The Turkish lira hit a record low of 17.17 against the dollar on Friday, losing a staggering 9% in a single day, following concerns over soaring inflation amid President Recep Tayyip Erdogan's push to cut key interest rates by 5% since September.
The lira separately saw an all-time low of 19.43 versus the euro on Friday, before recouping some losses as the central bank intervened to sell foreign exchange to the markets.
Analysts warn the bank is running out of arsenal to defend the ailing lira and call Erdogan's tactics reckless.

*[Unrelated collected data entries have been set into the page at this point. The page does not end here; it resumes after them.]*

PR #1292, opened 2024-10-16
Use faster Python unicode API for unquoter

bdraco:
Every character that was being iterated during unquote was calling `__Pyx_GetItemInt_Unicode`

Its a bit faster to use `PyUnicode_READ` instead


bdraco:
We don't have any benchmarks for accessing the properties that need to go through the unquoter

bdraco:
could be faster if no change as well

PR #1294, opened 2024-10-16
Fix path quoting benchmarks to use the same quoting config as production

bdraco:
These benchmarks should have used `PATH_QUOTER`, and since they didn't they appear to be much more expensive than a real world use case.


bdraco:
Improvement isn't real, its only fixing the benchmark case to better match the real world

PR #1296, opened 2024-10-16
Improve performance of handling empty query strings

bdraco:
Its rather common to call `URL.query` or `URL.query_string` to see if a key exists when there is no actual query string. Avoid doing the work to construct objects and unquote the query string if there is no query string.

### DIFF
--- a/yarl/_url.py
+++ b/yarl/_url.py
@@ -820,7 +820,8 @@ class URL:
     @cached_property
     def _parsed_query(self) -> list[tuple[str, str]]:
         """Parse query part of URL."""
-        return parse_qsl(self._val.query, keep_blank_values=True)
+        qs = self._val.query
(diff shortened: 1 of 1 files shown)


yarl/_url.py
```diff
@@ -820,7 +820,8 @@ def path_safe(self) -> str:
     @cached_property
     def _parsed_query(self) -> list[tuple[str, str]]:
         """Parse query part of URL."""
-        return parse_qsl(self._val.query, keep_blank_values=True)
+        qs = self._val.query
+        return parse_qsl(qs, keep_blank_values=True) if qs else []
 
     @cached_property
     def query(self) -> "MultiDictProxy[str]":
```
bdraco, line 827: This should probably return an single empty object for cases where its empty

bdraco:
Doesn't seem worth it

PR #1297, opened 2024-10-16
Improve performance of `URL.build` by avoiding operations

bdraco:
`URL.build` had a few places left where performance could be improved

- Avoid evaluating the run time lambda created at https://github.com/python/cpython/blob/d83fcf8371f2f33c7797bc8f5423a8bca8c46e5c/Lib/collections/__init__.py#L441 
- Avoid creating the `URL` object twice when passing `query` as we already had a method to convert `query` to string, and we shouldn't make two objects to build a URL

### DIFF
--- a/yarl/_url.py
+++ b/yarl/_url.py
@@ -326,6 +326,10 @@ class URL:
                 or val.query != query
                 or val.fragment != fragment
             ):
+                # Constructing the tuple directly to avoid the overhead of
+                # the lambda and arg processing since NamedTuples are constructed
+                # with a run time built lambda
+                # https://github.com/python/cpython/blob/d83fcf8371f2f33c7797bc8f5423a8bca8c46e5c/Lib/collections/__init__.py#L441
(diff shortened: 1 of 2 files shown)


yarl/_url.py
```diff
@@ -416,9 +418,14 @@ def build(
...
 
-        url = cls._from_val(SplitResult(scheme, netloc, path, query_string, fragment))
         if query:
-            return url.with_query(query)
+            query_string = cls._get_str_query(query) or ""
+
+        url = object.__new__(cls)
+        url._val = tuple.__new__(
+            SplitResult, (scheme, netloc, path, query_string, fragment)
+        )
```
bdraco, line 427: this is non-obvious why its much faster.

Could use a comment to point to https://github.com/python/cpython/blob/d83fcf8371f2f33c7797bc8f5423a8bca8c46e5c/Lib/collections/__init__.py#L441

PR #1304, opened 2024-10-17
Small cleanups to making children paths

bdraco:
## What do these changes do?

This function was a bit hard to unpack so I have added some comments about what is going on.

Since we reconstruct nearly everything, create a new tuple instead of replacing


bdraco:
Didn't expect it to speed up that much.  Should do join as well

bdraco:
I couldn't believe `._replace` was so expensive, but it is

bdraco:
`origin`, `join`, and `with_path` are probably good candidates to rework to avoid `_replace`. The others are likely not called enough that they are worth optimizing

PR #1306, opened 2024-10-17
Improve performance of the `URL.origin` method

bdraco:
Improve performance of origin


bdraco:
Looks like origin benchmark isn't good because its testing the cache

bdraco:
The benchmark could still be better because codspeed is re-running it again to avoid jitter which still hits the cache. The actual improvement is better than the 4% its showing.  Will need to think about how to improve the benchmark some more, but no reason to wait for a solution as this is clearly faster for all the other cases as well

PR #1309, opened 2024-10-17
Improve performance of the `URL.update_query` method

bdraco:
Improve performance of the `URL.update_query` method


bdraco:
Well nothing improved because we are missing benchmarks for `update_query`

The currency crisis has delivered a major blow to the already struggling emerging economy and is sowing hardship for households across the country.
"The Erdogan administration has lost control of the macro-financial story," wrote Timothy Ash, a Turkey analyst at BlueBay Asset Management on Twitter.

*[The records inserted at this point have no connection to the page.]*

PR #1310, opened 2024-10-17
Fix URL.origin benchmark to avoid testing the cache

bdraco:
Since origin() is a thin shim around _origin we need to create new URLs for the benchmark to avoid
testing the cache


bdraco:
Performance change is not real, only a chance in how the benchmark works

PR #1311, opened 2024-10-17
Improve query string benchmarking

bdraco:
- Add benchmarks for clearing the query string using with_query
- Add a benchmark for subclassed strings

### DIFF
--- a/tests/test_url_benchmarks.py
+++ b/tests/test_url_benchmarks.py
@@ -226,25 +226,39 @@ def test_url_make_with_ipv6_address_and_path(benchmark: BenchmarkFixture) -> Non
             URL("http://[::1]/req")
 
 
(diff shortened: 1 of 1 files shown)


tests/test_url_benchmarks.py
```diff
@@ -226,27 +230,51 @@ def _run() -> None:
...
+
+def test_with_query_mapping(benchmark: BenchmarkFixture) -> None:
     @benchmark
     def _run() -> None:
         for _ in range(25):
             BASE_URL.with_query(SIMPLE_QUERY)
 
 
-def test_url_make_with_int_query_mapping(benchmark: BenchmarkFixture) -> None:
+def test_with_int_query_mapping(benchmark: BenchmarkFixture) -> None:
```
bdraco, line 250:
```suggestion
def test_with_query_mapping_int_values(benchmark: BenchmarkFixture) -> None:
```

PR #1312, opened 2024-10-17
Small performance improvement for query strings with int values

bdraco:
Moves the `is` check for `int` before the `issubclass` call since its very cheap. It should be a tiny bit slower for subclassed `str` but since `is` is so much faster than `issubclass` it should be de minimis


bdraco:
Its ~3% faster

PR #1317, opened 2024-10-17
Improve performance of with_fragment

bdraco:
Avoid calling `SplitResult._replace` since its much slower


bdraco:
We don't have any tests that actually alter the fragment

PR #1321, opened 2024-10-18
Improve performance of `URL.parent`

bdraco:
Avoid calling `SplitResult._replace` since its much slower, and instead replace with fast `NamedTuple` creation `tuple.__new__(Type, (...)`

### DIFF
--- a/yarl/_url.py
+++ b/yarl/_url.py
@@ -904,7 +904,6 @@ class URL:
         fragment.
 
         """
-        path = self.raw_path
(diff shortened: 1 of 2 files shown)


bdraco:
We have some missing tests for this.  Need to add them first

yarl/_url.py
```diff
@@ -905,12 +905,14 @@ def parent(self) -> "URL":
 
         """
         path = self.raw_path
```
bdraco, line 907:
```suggestion
```

PR #1336, opened 2024-10-19
Small performance improvement for constructng new URL objects

bdraco:
Avoids the NamedTuple property accesses since we already have the values


bdraco:
oops. typed the title `constructng` -> `constructing`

The Turkish currency lost nearly 35% against dollar over the past month.
Overall, the lira lost 56% of its value against the dollar since the start of the year.
Lower rates will help spur economic growth, loans and create jobs, Erdogan argues in his unorthodox theory.
Most analysts, however, argue Turkey risks economic turbulence in the coming months, including high inflation and high unemployment, in case rates continue to drop.
Many Turks are struggling to make ends meet with official inflation at over 20%. Local media is full of images of long lines for cheap bread, quotas on certain goods in supermarkets and panic buying of essential items.
High inflation dents buying power almost on a daily basis even as the minimum wage for 2022 was raised by 50%.
"Yesterday 4,250 liras bought 275$, today it is 250$," former prime minister and opposition Future Party leader Ahmet Davuotlu tweeted, referring to the new minimum wage.
"Enough is enough! You can't run, announce early elections urgently!"